PR #8, opened 2021-03-31
Features/announcement module 177120830

aneyzberg:
Problem
=======
As a user of the SDK I want to be able to announce a stored batch.
[link to Pivotal Tracker #177120830](https://www.pivotaltracker.com/story/show/177120830)

Solution
========
We created a  new Module named Announce

with @rosalinekarr 

Change summary:
---------------
* Create an announcement module that successfully calls `batch` function on the `Announce` contract 
* Add integration tests
* Add documentation under `/docs/modules`
* Add utility called `activityPubHash` to ensure ActivityPub objects are ordered properly

Steps to Verify:
----------------
1. Spin up docker-node-poa
1. Deploy `Announce` contract from contracts repo to the docker-node-poa. 
1.  Retrieve contract address for `Announce` contract that was deployed from`Contracts` repo and set it as **BATCH_CONTRACT_ADDRESS** Env variable in .env file
1. In `.env` - Set RPC_URL - to the address a node on your  docker-node-poa network is running on
1. In `.env` - Set TESTING_PRIVATE_KEY to the private key of an account that exists on your docker-node-poa that has an account balance
1. run `npm run tests`
1. Integration test should run that successfully calls `batch` function on announce contract and receives correct result

TODO:
-------------
1. Ci is not yet configured and integration tests will not run on CI until [this story](https://www.pivotaltracker.com/story/show/177584391) is completed


enddynayn:
👍

src/announcement/announcement.test.ts
```diff
@@ -0,0 +1,54 @@
+//eslint-disable-next-line
+require("dotenv").config();
+import Web3 from "web3";
+import { keccak256 } from "js-sha3";
+
+import { batch } from "./announcement";
+
+const TESTING_PRIVATE_KEY = process.env.TESTING_PRIVATE_KEY as string;
+const RPC_URL = process.env.RPC_URL as string;
```
wilwade, line 9: Curious if `String(process.env.TESTING_PRIVATE_KEY)` is better than `as string`...

src/announcement/announcement.ts
```diff
@@ -0,0 +1,81 @@
...
+    stateMutability: "nonpayable",
+    type: "function",
+  },
+];
+
+const contract: Contract | null = null;
+
+export const getContract = (web3Instance: Web3): Contract => {
+  if (contract) return contract;
+  return new web3Instance.eth.Contract(BATCH_CONTRACT_ABI, BATCH_CONTRACT_ADDRESS);
```
wilwade, line 62: `BATCH_CONTRACT_ADDRESS` should likely be able to be passed in but default back to something. Any contract that matches the `IAnnounce` interface can be used.

src/announcement/announcement.ts
```diff
@@ -0,0 +1,81 @@
...
+    name: "batch",
+    outputs: [],
+    stateMutability: "nonpayable",
+    type: "function",
+  },
+];
+
+const contract: Contract | null = null;
+
+export const getContract = (web3Instance: Web3): Contract => {
```
wilwade, line 60: All exported methods should have a docblock. also we should have a lint that forces that...

src/announcement/announcement.ts
```diff
@@ -0,0 +1,81 @@
...
+ * @param accountAddress   The address from which to post the batch
+ * @param uri       The URI of the hosted batch to post
+ * @param hash      A hash of the batch contents for use in verification
+ * @returns         A [web3 contract receipt promise](https://web3js.readthedocs.io/en/v1.3.4/web3-eth-contract.html#id36)
+ */
+export const batch = async ({ provider, accountAddress, uri, hash }: BatchArguments): Promise<any> => {
+  const contract = (await getContract(provider)) as Contract;
+  return await contract.methods.batch(hashPrefix(hash), uri).send({
+    from: accountAddress,
+    gas: 27000,
```
wilwade, line 79: I know why we hardcoded this, but we really don't want to hard code this. Do we want to switch to using estimate gas instead? (I guess we don't really want to do that in cases where the node is processing the transaction however. Hmm....)

src/types/hash.ts
```diff
@@ -0,0 +1 @@
+export type KeccakHash = string;
```
wilwade, line 1: I think this should also have a docblock

src/utilities/activityPubHash.ts
```diff
@@ -0,0 +1,33 @@
...
+ * activityPubHash() provides a simple way to hash activityPub objects while
+ * guaranteeing that identical objects with different key orders still return
+ * the same hash. The underlying hash method used is
+ * [Keccak256](https://en.wikipedia.org/wiki/SHA-3).
+ *
+ * @param data  The activityPub object to hashes
+ * @returns     A hexadecimal string containing the Keccak hash
+ */
+export const activityPubHash = (data: Record<string, unknown>): KeccakHash => {
+  const sortedData = sortJSON(data as Record<string, unknown>);
```
wilwade, line 30: I was imagining from the spec that the hash was happening upon the raw file, not the json. If we are going to change this to the json, we should update the spec.

Also sortJSON only sorts objects recursively, but not if there is an array of objects. Also I don't think JSON.parse or JSON.stringify guarantee order.

src/announcement/announcement.ts
```diff
@@ -0,0 +1,81 @@
...
+ * batch() allows users call the batch smart contract and post the URI and hash
+ * of a generated batch to the blockchain.
+ *
+ * @param provider  The web3 instance used for calling the smart contract
+ * @param accountAddress   The address from which to post the batch
+ * @param uri       The URI of the hosted batch to post
+ * @param hash      A hash of the batch contents for use in verification
+ * @returns         A [web3 contract receipt promise](https://web3js.readthedocs.io/en/v1.3.4/web3-eth-contract.html#id36)
+ */
+export const batch = async ({ provider, accountAddress, uri, hash }: BatchArguments): Promise<any> => {
```
wilwade, line 75: `any`

docs/modules/announcement_announcement.md
```diff
@@ -0,0 +1,46 @@
...
+
+**Returns:** *Promise*<any\>
+
+A [web3 contract receipt promise](https://web3js.readthedocs.io/en/v1.3.4/web3-eth-contract.html#id36)
+
+___
+
+### getContract
+
+▸ `Const`**getContract**(`web3Instance`: *any*): *any*
```
wilwade, line 38: This is out of date.
I am the reason why we are merging these docs, but now that we are in a public repo, I think we should likely just setup a github pages for them and include the generation in the build step for packaging. I'll add some stories/notes for that.

wilwade (changes requested):

src/announcement/announcement.ts
rosalinekarr: This method shouldn't have been exported. Will fix.

src/announcement/announcement.ts
rosalinekarr: What would it default to? There isn't any one batch contract address that will work across everyone's docker nodes.

src/announcement/announcement.ts
rosalinekarr: `estimateGas` doesn't seem to work properly with POA nodes in the current version of web3.js. It returns a value exactly at the amount of gas needed which causes `send()` to throw `Signer Error: gas limit is too low. Need at least 25496`. We could use the estimate and add an extra `1000`, but then we'd be right back at having a constant in the method.

src/utilities/activityPubHash.ts
rosalinekarr: `JSON.stringify` stringifies in the order the keys are present in the object, and I don't think we want to sort arrays since they have a semantic order. Sorting the keys in records here is just to guarantee an identical hash.

src/announcement/announcement.ts
rosalinekarr: Unfortunately, `web3.js` does not expose the return type of contract send, so we don't have a type we can use here. We could change it to `Record<string, any>` or something like that, but it will be brittle and still have an `any` in it.

src/announcement/announcement.ts
wilwade: I'm thinking of @aneyzberg's work with testnet contract discovery. If the sdk knows what network the user is on, then it should also know what the default contract address is.

The sdk can know which network as the sdk will need to know what chain id. Chain Id will map to the network. (testnet vs betanet vs mainnet)

src/announcement/announcement.ts
wilwade: I think I prefer estimate + a constant small overage. The reason being is that different contract implementations may have different gas costs.

src/utilities/activityPubHash.ts
wilwade: JSON stringify does, but it isn't required to by the JSON spec.

Also this doesn't recursively sort objects in arrays:
```json
{
  attachments: [ {}, {} ]
}
```

Well ordered JSON is just not easy to guarantee due to the JSON spec.

src/announcement/announcement.ts
aneyzberg: @wilwade however doesn't this depend on the local network being deployed the exact same way every time? So that the address of the contract does not change

src/announcement/announcement.ts
```diff
@@ -0,0 +1,85 @@
...
+
+const getContract = (web3Instance: Web3): Contract => {
+  if (contract) return contract;
+  return new web3Instance.eth.Contract(BATCH_CONTRACT_ABI, BATCH_CONTRACT_ADDRESS);
+};
+
+const getGasLimit = async (contract: Contract, uri: string, hash: KeccakHash, fromAddress: string): Promise<number> => {
+  const gasEstimate = await contract.methods.batch(hashPrefix(hash), uri).estimateGas({
+    from: fromAddress,
+    gas: 27000,
```
wilwade, line 61: Do we need gas here to run the estimate?

src/announcement/announcement.ts
```diff
@@ -0,0 +1,85 @@
...
+  });
+
+  return gasEstimate + 2000;
```
wilwade, line 64: 1. 2000 feels like a large buffer. Does it really need to be that large?
2. Can we put the 2000 into a constant?

src/announcement/announcement.ts
```diff
@@ -0,0 +1,85 @@
...
+ * batch() allows users call the batch smart contract and post the URI and hash
+ * of a generated batch to the blockchain.
+ *
+ * @param provider  The web3 instance used for calling the smart contract
+ * @param accountAddress   The address from which to post the batch
+ * @param uri       The URI of the hosted batch to post
+ * @param hash      A hash of the batch contents for use in verification
+ * @returns         A [web3 contract receipt promise](https://web3js.readthedocs.io/en/v1.3.4/web3-eth-contract.html#id36)
+ */
+export const batch = async (provider: Web3, accountAddress: string, uri: string, hash: KeccakHash): Promise<any> => {
```
wilwade, line 77: We need to use the https://github.com/ethereum-ts/Typechain that is produced by https://github.com/LibertyDSNP/contracts/. That will enable us to remove the any and properly type this return.

src/announcement/announcement.ts
wilwade: Not once we have our discovery code working.

aneyzberg: oh yeah. I suppose this is true.

src/utilities/activityPubHash.ts
rosalinekarr: So, it turns out this edge case gets sorted too, because arrays are technically subclasses of objects in javascript. An array like `const x = [1, 2, 3]` will get sorted by this method because `typeof x == "object"` will return true and `Object.keys(x)` will return `[0, 1, 2]`.

src/announcement/announcement.ts
aneyzberg: but I would say let's set a default once we actually have this discovery code working? Since currently setting a default would break things.

src/utilities/activityPubHash.ts
wilwade: Hmm.... Let's continue this conversation in the spec side. We can leave it for now, but we should write the spec and discuss it there.

wilwade: Added a spec story: https://www.pivotaltracker.com/story/show/177681451

wilwade (approved):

Directions for this task> A single number is needed: how many lines of the material contain the word "once".

Reply> 2